We've all been there: We have productive, relevant plans for a weekend, like doing laundry, cooking a meal opposed to eating that pizza your ordered last Monday and maybe even cleaning your cat. Then your friend links you a flash game.
It starts off innocently enough. You're wrestling with the controls for the first few games, using expletives and getting a feel for what you're suppose to do. Then it becomes an addiction. Soon you're jamming to Erasure, beating high scores and sending the URL to everyone you know so they may also join your army of Helpless Flash Game Addicts Anonymous.
At least that's what happened to me a couple weeks ago when my good friend linked me to Robot Unicorn Attack.
It was bad. Within hours I had beaten his highest score and downloaded the music. I caught myself speeding down the freeway, [unabashedly] singing with the lyrics in the privacy of my car.
So what is it that makes these simple games so addictive and relevant? Well, they are an escape from the monotony that is work or school (of course, I'm not condoning checking your crops on Farmville while in your Physics class) but more importantly there is joy in the simple and rewarding.

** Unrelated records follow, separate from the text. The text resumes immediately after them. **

PR #505, opened 2017-09-20
offer / transaction models

nickolashe:


openCurrents/models.py
```diff
@@ -333,3 +296,64 @@ def __unicode__(self):
...
+
+
+class Offer(models.Model):
+    org = models.ForeignKey(Org)
+    item = models.ForeignKey(Item)
+    currents_share = models.DecimalField(
+        decimal_places=2,
+        max_digits=3
+    )
+    limit = models.IntegerField(default=-1)
```
nickolashe: need a separate table to keep number of transactions per vendor per month

PR #510, opened 2017-09-26
Issue#421: Add event coordinator & Issue#453: change registrants to invitees

dannypernik:


dannypernik:
@nickolashe We need to display first and last name of coordinator in place of [coordinator fullname] on event-detail

dannypernik:
@nickolashe I want to add a "Copy email list" button to the "See invitees" popup. Are the invitee emails currently accessible from the event-detail template? I'm thinking of passing in comma-separated emails into the copy-text with something like:

```
{% for email in invitees %}
{email},
{% end for %}
```
What variable names should I use for `email` and `invitees` (and is there somewhere in views.py or forms.py where I can find which variable names to use)?

nickolashe:
1. rename registrants to invitees on the frontend
2. close the pr

PR #523, opened 2017-10-12
Pending currents + copy email list

dannypernik:
Email list needs to be created with a forloop of all invitees/registrants' emails:
https://github.com/opencurrents/opencurrents/blob/pending_currents_emails/openCurrents/templates/event-detail.html#L108

Also, I know this is breaking the DRY principle (twice in one file), so perhaps you can show me how I can pass this into a function and use it for multiple copy/paste buttons:
https://github.com/opencurrents/opencurrents/blob/pending_currents_emails/openCurrents/static/js/copy.js


nickolashe:
sounds good, lets find some time to walk through these

nickolashe:
need to figure out copy/paste

PR #525, opened 2017-10-12
Transactions

dannypernik:
One question is how many offers we want displayed in marketplace before putting this live.

PR #528, opened 2017-10-14
Refactor business logic; Add unit tests

nickolashe:


openCurrents/ocuser.py
```diff
@@ -0,0 +1,82 @@
+from datetime import datetime
```
nickolashe: @rajatkapoor We'll first be unit testing this class, which now contains the business logic related to getting user balances and event data.

nickolashe: My plan is to add unit test scenarios and provide an example test tomorrow (10/14).

rajatkapoor: Ok.Sure

nickolashe:
merged into #525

MMOs have become prone to this disease, and it isn't all bad. Blizzard is the most famous for doing this. WoW mainstreamed the MMO, making it appeal to the masses by simplifying the things that made earlier games more difficult for the more casual gamer to pick up, such as the need for complex math and hours of your time to be rewarding and competitive. In fact, this was a trend that only came about recently.
Up until then, games were simple. Think Pac-Man, Pong and Dig Dug. These were games that anyone could enjoy and sink minimal time into to find the experience both rewarding and valuable. In fact, many gamers I talk to that call themselves "hardcore" reminisce over these little pieces of awesome.
However, in the modern MMO climate, many gamers have deemed this as an undesirable quality. Many argue that when you simplify the games, you are ruining competitiveness and alienating a large player base. However, MMOs were never meant to be static entities, appealing to only one small group. They are giant, diverse worlds that are ever-changing and evolving.
But just as the games we play are evolving, so do the gamers. In the past ten years, I have gone from high school student to college student. My priorities have evolved, therefore causing my expectations of what makes a game appealing and fun evolve. No longer do I want to invest six months into leveling a character and an additional six months into gearing them, as I did with Dark Age of Camelot. When I log into an MMO, I want the experience to be rewarding for the little time I have available to invest. Not to say I want bosses to shower me like virtual loot piƱatas, but I do appreciate the delicate balance that is being identified in more modern MMOs.
So while many argue that this is a horrible thing, games are simply picking up the gamers they left behind when they became more complicated, as well as evolving to retain the ones who have had to reorganize their priorities as their lives have changed.